I agree that this will probably have to be sold via cold calling, also it
could be the type of service that would go over well at HR conference, or
conferences where HR types are likely to be, including labor law, wage and
hour issues, recruiting, etc..

------
weego
The business side I can't really comment on, so best leave that to someone
else more capable. UI wise I would suggest you really work on your typography
to improve the overall feel. At a glance a few pointers would be:

1) far too much of the real information is off the bottom of the page... I
don't really care so much about a screenshot of a fairly dry and grey page
product shot.

2) the vertical space above and below the yellow sign up button is different
and is slightly awkward because of it.

3) right aligning the features|pricing|signup text needs rethinking, also give
it vertical space away from the image.

4) you need more variation in your headers/body/navigation text styles. The
features|pricing|signup and also the pricing structure table really need more
impact and are currently let down by how they look.
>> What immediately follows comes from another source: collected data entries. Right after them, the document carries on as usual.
PR #1001, opened 2022-12-14
test/e2e: add basic e2e-tests for NodeFeature API

marquiz:
Add an initial test set for the NodeFeature API. This is done simply by
running a second pass of the tests but with -enable-nodefeature-api
(i.e. NodeFeature API enabled and gRPC disabled). This should give basic
confidence that the API actually works and form a basis for further
imporovements on testing the new CRD API.

### DIFF
--- a/test/e2e/node_feature_discovery.go
+++ b/test/e2e/node_feature_discovery.go
@@ -154,13 +154,30 @@ var _ = SIGDescribe("Node Feature Discovery", func() {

5) be more generous with the padding around the text in the pricing table.

6) using bold white on the blue is completely lost.

7) your underlying grid changes between the light and dark sections and needs
to be rethought. Overall I think you need an extra column so you can get more
relevant info into eyeline.

8) your remember me option needs styling and also be more generous with the
space around it

9) the space between headers and paragraphs should not be the same (it's fine
below headers, tighten up between paragraphs in my opinion) also the space
below "Great Features" is not the same as other headers.

10) you have too many font styles and sizes in the blue BG area which is
making it feel unstructured and hard to read.

It's a good start, and any design can be picked apart so hopefully any design
comments will be taken as my own subjective feelings rather than true
criticism, but if I was to say any 1 thing really needs attention I would get
an extra column in there first and foremost.

------
ig1
Business critique:

My advice would be to concentrate on the SME market, to sell into the
enterprise market requires sales people and a much higher price.

You could target your enterprise product to freelance recruiters though.

Also if you're going for small companies it might also be worth offering
pricing on a per-job rather than time basis.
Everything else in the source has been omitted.